Bank payments are powered by a technology called Automated Clearing House, or ACH for short. While bank payments are the most convenient way for you to collect your recurring payments, sometimes there will be situations where the payment is declined.

If this happens to you, don’t panic! The most common declines have simple explanations, and easy fixes.

In this blog post, I’ll cover 5 common ACH return codes and let you know how you can fix them! (Plus, stick around for some bonus tips on avoiding ACH returns.)

R01: Insufficient Funds


What it means:

Insufficient funds is one of the most common ACH return codes. It means there was not enough money in your customer’s account to cover the amount of the transaction on the day it was processed.


What you can do:

Our recommendation at Rotessa is, when you see a payment has been returned R01, that you contact your customer before you re-process the payment. Otherwise, you may find payments that are repeatedly declined.


R02: Account Closed


What it means:

This return means that your customer’s account has been closed at their bank, and money cannot be debited from it. You shouldn’t re-submit these transactions, as they will never go through.


What you can do:

To fix an R02 decline, contact your customer to get their new account details.
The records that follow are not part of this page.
PR #1933, opened 2018-12-11
Commands Mocks Factory

Akvinikym:
### Description of the Change

This PR introduces mocks for commands and a factory, which creates those mocks, so that it will be possible to use them in places, where the actual commands are not needed, such as both ExecutorTest-s.

### Benefits

Less dependencies in future.

### Possible Drawbacks 

None.

### DIFF
--- a/test/module/shared_model/mock_objects_factories/mock_command_factory.cpp
+++ b/test/module/shared_model/mock_objects_factories/mock_command_factory.cpp
@@ -6,6 +6,7 @@
 #include "module/shared_model/mock_objects_factories/mock_command_factory.hpp"
 
 using ::testing::Return;
+using ::testing::ReturnRef;
 using ::testing::ReturnRefOfCopy;
 
 namespace shared_model {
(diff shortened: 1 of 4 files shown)


test/module/shared_model/mock_objects_factories/mock_command_factory.cpp
```diff
@@ -0,0 +1,277 @@
...
+        const types::AccountIdType &account_id,
+        permissions::Grantable permission) const {
+      return createFactoryResult<MockGrantPermission>(
+          [&account_id,
+           permission](FactoryResult<MockGrantPermission> specific_cmd_mock) {
+            EXPECT_CALL(*specific_cmd_mock, accountId())
+                .WillRepeatedly(ReturnRefOfCopy(account_id));
+            EXPECT_CALL(*specific_cmd_mock, permissionName())
+                .WillRepeatedly(Return(permission));
+            return specific_cmd_mock;
```
MBoldyrev: Maybe we should provide a meaningful return for the `toString()` method too?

Once you’ve entered their new account information, re-process your transaction.


R03: No Account or Unable to Locate Account


What it means:

An R03 return means that there is a discrepancy between the account information submitted to the ACH network, and the customer’s actual account information.


What you can do:

Another common ACH return, the R03 is quite easily fixed. Check the account information you have on file, with a copy of your customer’s current account information (a void cheque is a great way to find this). Most of the time, it’s a simple case of a number being entered incorrectly. Fix the account numbers, and re-process the transaction!
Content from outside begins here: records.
PR #1934, opened 2018-12-11
Remove Reference Holder from Command and Rework CommandExecutorTest

Akvinikym:
### Description of the Change

Removing the reference holder from Command class breaks Command and Query Executors Tests, as it is no longer possible to copy Command objects. To make this work, a Command mock factory was created in previous PR, and this one reworks CommandExecutorTest with that factory. QueryExecutorTest will be covered in next PR.

### Benefits

No more real Command where it is not needed.

### Possible Drawbacks 

None.

### DIFF
--- a/shared_model/backend/protobuf/commands/impl/proto_command.cpp
+++ b/shared_model/backend/protobuf/commands/impl/proto_command.cpp
@@ -21,7 +21,7 @@
 #include "backend/protobuf/commands/proto_set_quorum.hpp"
 #include "backend/protobuf/commands/proto_subtract_asset_quantity.hpp"
 #include "backend/protobuf/commands/proto_transfer_asset.hpp"
-#include "utils/reference_holder.hpp"
+#include "logger/logger.hpp"
 #include "utils/variant_deserializer.hpp"
 
 namespace {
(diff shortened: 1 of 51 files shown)


shared_model/backend/protobuf/commands/impl/proto_command.cpp
```diff
@@ -86,7 +83,12 @@ namespace shared_model {
     }
 
     Command *Command::clone() const {
```
nickaleks: Please add TODO to rework hierarchy, so that clone() can be removed.
Also dependency on logger in the model is not good, so we should remove clone ASAP

test/module/irohad/ametsuchi/postgres_executor_test.cpp
```diff
@@ -93,14 +80,13 @@ namespace iroha {
...
-        ASSERT_TRUE(
-            val(execute(buildCommand(TestTransactionBuilder().createRole(
-                            role_id, permissions)),
-                        true)));
-        ASSERT_TRUE(
-            val(execute(buildCommand(TestTransactionBuilder().appendRole(
-                            account_id, role_id)),
-                        true)));
+
+        ASSERT_TRUE(val(execute(
```
nickaleks: This construct repeats a lot, please move it to separate function,
so it is possible to write:
```suggestion
        ASSERT_TRUE(execute(mock_command_factory->contructWhatever(...)));
```

test/module/irohad/ametsuchi/postgres_executor_test.cpp
```diff
@@ -139,45 +147,35 @@ namespace iroha {
...
-          "57896044618658097711785492504343953926634992332820282019728792003956"
-          "5648"
-          "19966.0";  // 2**255
-      const std::string asset_amount_one_zero = "1.0";
+      const shared_model::interface::Amount uint256_halfmax =
+          shared_model::interface::Amount{
+              "5789604461865809771178549250434395392663499233282028201972879200"
+              "3956"
+              "564819966.0"};  // 2**255
+      const shared_model::interface::Amount asset_amount_one_zero =
```
nickaleks:
```suggestion
      const shared_model::interface::Amount asset_amount_one_zero{"1.0"};
```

R04: Invalid Account Numbers


What it means:

The actual format of the account number is not valid.

Unlike the previous return, where the format is valid but the number doesn’t match, this one means the number is formatted incorrectly. For instance, the account number may not have enough numbers.


What you can do:

The fix is the same as an R03 return – fix the incorrect account numbers and re-submit the transaction.


R20: Non-Transaction Account


What it means:

The bank account the debit was sent to cannot be used for ACH payments.


What you can do:

You’ll need to contact your customer and ask for an account that has the ability to be charged via ACH. Don’t forget to confirm with your customer that the new account can be debited with ACH transactions!


Other Return Codes

Those 5 ACH return codes are only a few of the most common codes, but there are less-common return codes you may see. For an exhaustive list of all ACH return codes, you can take a look at this excellent list from QuickBooks.


If you have a payment that is returned, don’t worry! With easy-to-read ACH return codes, you’ll know exactly why a payment was returned, and what to do next.